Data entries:
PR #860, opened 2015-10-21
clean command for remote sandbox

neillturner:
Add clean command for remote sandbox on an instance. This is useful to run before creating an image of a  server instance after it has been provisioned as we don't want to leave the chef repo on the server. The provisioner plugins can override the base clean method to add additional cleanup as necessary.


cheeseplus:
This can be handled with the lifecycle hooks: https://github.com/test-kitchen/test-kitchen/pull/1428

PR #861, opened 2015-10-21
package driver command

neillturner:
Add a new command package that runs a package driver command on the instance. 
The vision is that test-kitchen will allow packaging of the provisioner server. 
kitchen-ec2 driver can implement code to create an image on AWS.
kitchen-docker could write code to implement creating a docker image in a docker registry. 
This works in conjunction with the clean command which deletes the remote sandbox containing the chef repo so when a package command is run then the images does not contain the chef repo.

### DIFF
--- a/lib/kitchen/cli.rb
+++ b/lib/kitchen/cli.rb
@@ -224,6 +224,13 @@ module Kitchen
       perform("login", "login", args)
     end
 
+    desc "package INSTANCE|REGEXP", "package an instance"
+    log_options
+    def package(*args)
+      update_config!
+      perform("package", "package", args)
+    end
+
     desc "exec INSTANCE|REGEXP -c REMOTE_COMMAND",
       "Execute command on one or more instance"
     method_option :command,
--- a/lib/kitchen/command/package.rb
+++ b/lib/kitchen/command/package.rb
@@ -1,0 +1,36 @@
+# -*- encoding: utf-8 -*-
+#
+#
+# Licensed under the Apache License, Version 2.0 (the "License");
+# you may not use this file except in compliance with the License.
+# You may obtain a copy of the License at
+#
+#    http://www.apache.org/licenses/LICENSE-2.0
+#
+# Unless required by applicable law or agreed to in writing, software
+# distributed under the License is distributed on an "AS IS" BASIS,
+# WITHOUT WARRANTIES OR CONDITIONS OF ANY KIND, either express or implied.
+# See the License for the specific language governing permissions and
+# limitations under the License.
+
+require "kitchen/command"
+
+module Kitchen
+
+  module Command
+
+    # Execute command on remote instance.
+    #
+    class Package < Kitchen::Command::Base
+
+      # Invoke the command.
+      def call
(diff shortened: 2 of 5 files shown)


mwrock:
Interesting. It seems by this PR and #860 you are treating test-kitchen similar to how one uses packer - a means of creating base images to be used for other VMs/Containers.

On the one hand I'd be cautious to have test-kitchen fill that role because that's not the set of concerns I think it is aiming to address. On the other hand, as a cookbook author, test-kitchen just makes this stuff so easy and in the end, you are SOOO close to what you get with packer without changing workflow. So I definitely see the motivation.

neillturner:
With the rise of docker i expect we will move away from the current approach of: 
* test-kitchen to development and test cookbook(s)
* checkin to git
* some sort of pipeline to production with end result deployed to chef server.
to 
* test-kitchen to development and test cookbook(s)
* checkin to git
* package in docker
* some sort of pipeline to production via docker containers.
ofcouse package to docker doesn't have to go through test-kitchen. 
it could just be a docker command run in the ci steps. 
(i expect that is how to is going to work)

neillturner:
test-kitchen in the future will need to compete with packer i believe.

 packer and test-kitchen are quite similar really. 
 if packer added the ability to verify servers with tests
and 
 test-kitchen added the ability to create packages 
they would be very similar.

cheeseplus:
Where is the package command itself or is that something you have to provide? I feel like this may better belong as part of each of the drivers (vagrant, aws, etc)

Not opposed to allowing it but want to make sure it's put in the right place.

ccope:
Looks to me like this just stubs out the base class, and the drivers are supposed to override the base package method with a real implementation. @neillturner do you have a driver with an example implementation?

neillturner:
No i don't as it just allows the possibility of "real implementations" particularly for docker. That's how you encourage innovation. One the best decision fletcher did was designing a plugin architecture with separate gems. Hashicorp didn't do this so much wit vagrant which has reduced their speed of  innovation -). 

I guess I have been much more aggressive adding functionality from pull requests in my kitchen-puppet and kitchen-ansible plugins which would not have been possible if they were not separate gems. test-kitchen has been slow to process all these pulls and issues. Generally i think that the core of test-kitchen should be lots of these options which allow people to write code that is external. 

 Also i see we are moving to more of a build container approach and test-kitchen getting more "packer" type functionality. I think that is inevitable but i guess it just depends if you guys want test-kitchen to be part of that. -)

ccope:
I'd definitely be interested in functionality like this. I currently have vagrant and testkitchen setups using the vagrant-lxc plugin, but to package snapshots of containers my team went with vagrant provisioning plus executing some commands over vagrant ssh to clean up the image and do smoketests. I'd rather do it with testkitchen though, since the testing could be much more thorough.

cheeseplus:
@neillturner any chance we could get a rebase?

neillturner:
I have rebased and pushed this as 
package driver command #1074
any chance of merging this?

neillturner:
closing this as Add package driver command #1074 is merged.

**REQUIRED WORK**
Search the entries above for the word "sort" and count the lines that hold it. Reply with only that number.

**RESPONSE TO THIS EXERCISE**
2